A. At the time, our entire product and engineering team was focused on our new product, Cedar. Being so focused on the future meant that we slipped on stewardship of our existing product.
Cloud computing lives or dies on the trust a consumer can have in its provider, and for a company to make a mistake of this magnitude is unacceptable. Yes, documentation errors happen, but the negative effects they can have on customers can be much more pernicious in a service provider environment.
"Yes, we clearly messed up here, and we're paying for it in the form of community wrath and upset customers," Heroku CTO Adam Wiggins told us via email. "We're doing what we can to set it right with the community (full disclosure and open communication), and with our customers (working directly with them to get their app's performance to a good place, or anything else they want)."
Apologizing to affected customers and helping them move their applications to the new software systems is all well and good, but it doesn't deal with the lasting damage this sort of thing does to the perception of cloud computing.
When developers provision services from a cloud provider, they are outsourcing a logistics and/or business-to-business function. The proposition is that they no longer have to care (much) about the technology the provider uses to do the service, and they get to spend more time doing whatever it is their product derives value from.
In exchange the provider delivers the agreed upon service in a timely manner, while using its domain expertise to either improve performance or reduce prices.
In Heroku's case, the company offered a service early on in its life that it found it could not operate as it grew.** It didn't tell customers this and in fact moved to a less sophisticated technology (random routing) to deal with the influx of customers that came to it for its cloud services capabilities.
By doing this it misled customers and even exposed some of them to degraded application performance. For some, Heroku's cloud got worse over time, rather than better.

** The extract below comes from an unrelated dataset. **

PR #232, opened 2017-01-22
add UBIFS support to meta-mender

mirzak:
I will label this as an RFC , even though I have put a lot of work in to this all ready and as I see it there should be only minor tweaking left. Hope you agree :).

The idea with this pull-request is to add UBIFS support to meta-mender. This also adds support for a new board (Toradex Colibri V61) which is used as an reference board for UBIFS + Mender.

It's like Intel producing 'reverse-Moore's Law' chips with capabilities whose efficiency halved and pricing doubled every 18 months for a certain subset of customers without telling them.
Cloud computing is meant to bring about greater efficiency through the pooling of resources and expertise. When it works, it's a distillation of the finer features of capitalism. When it doesn't work - as in this case - it makes fools of its consumers and damages other companies in its space.
If Heroku (founded: 2007), got so carried away with new products that it made a significant change in 2011 and then forgot for two years to tell anyone until a customer wrote a blogpost lambasting the company, then wouldn't it be fair to surmise that other companies could have done the same thing?
Heroku has made changes to make sure that it can never make a foul-up of this magnitude again. "Nowadays we have a whole team devoted to documentation via our Dev Center, and we treat docs as a first-class citizen," Wiggins said.
Trust is a valuable commodity, and all companies would do well to avoid cheapening it through sloppiness paired with brash ambition. ®
* The routing change was highlighted by disgruntled Heroku customer Rap Genius in February.
** There's nothing wrong with changing technologies when you run into unforeseen problems. Heroku is not alone in finding routing to be a difficult technology to scale - cloud giant Amazon also tried to shift from random routing to a more intelligent routing method in the mid-2000s but ran into huge problems and eventually reverted to using standard Cisco gear, according to a post on popular developer hangout Hacker News. The problem is not telling customers that you've made the change.